Basecalling was defined as the computational process of converting raw electrical signals to nucleotide sequence. The input is FAST5 or POD5 files with the output being FASTQ files. Additional features can be incorporated into basecalling such as barcoding/demultiplexing and alignment. Anderson described FAST5 files as “a type of HDF5 designed to contain all information needed for analyzing Nanopore sequencing data and tracking it back to its source.” POD5 was developed to reduce raw data file size: pore open data. This improves read and write performance and leads to less computational resource needs.

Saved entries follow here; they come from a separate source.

PR #2140, opened 2025-02-17
Add a quick test workflow

mcflugen:
### Description

I've added a new workflow, *quick.yml*, that is triggered by a push or pull request. This workflow only runs the tests for a single operating system (*macos-14*) and python version (3.13). The complete test suite is triggered only on a pull request and then run if it is "ready for review" (i.e. not a draft pr).

The idea here is that we don't need to run our entire battery of tests while the pr is in development because most issues can be found through the quicker tests. The full set of tests can take 45 minutes to run—that's 45 minutes of wall time. Because many of the tests are run in parallel, the actual cpu time is many hours.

Whether FAST5 or POD5 files are used, the output will still be FASTQ files. Anderson stressed that it is important to think about what kind of read length you may want to keep and coverage. Longer reads are preferred for methylation analysis according to Anderson.

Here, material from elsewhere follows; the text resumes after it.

PR #2167, opened 2025-04-20
Typos fixed in index.md

JuanGuerrero09:
I was checking the tutorial and found those two typos, just two words, so I'm not adding all the description, checklist, etc

### DIFF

The analysis platforms available by ONT have been made accessible to those of us used to graphical user interfaces. The MinKNOW software controls the sequencing device. MinKNOW has basecalling, QC, analysis, and reporting functions. Anderson explained that basecalling in MinKNOW can transform the “squiggle” data into sequence with AI. When choosing basecalling accuracy models, considering the computational resources available is important. One can also perform basecalling after a run. Anderson explained that Remora is available in MinKNOW software as a lightweight modified base basecalling option. Anderson mentioned that there is a MinKNOW app! I downloaded it and will set up a host to connect to. Model training is needed but simplified with Remora.
Anderson explained that the EPI2ME agent software is available as an analysis solution with several workflows. After starting MinKNOW you can start an EPI2ME cloud-based workflow. EPI2ME Labs can be set up locally or on a sequencing device and configured for custom workflows. There are several EPI2ME Labs workflows that unique to EPI2ME Labs. Anderson ended by stressing that product updates. I would like to try modified basecalling with bacterial organisms. It seems that the methods and algorithms continue to improve!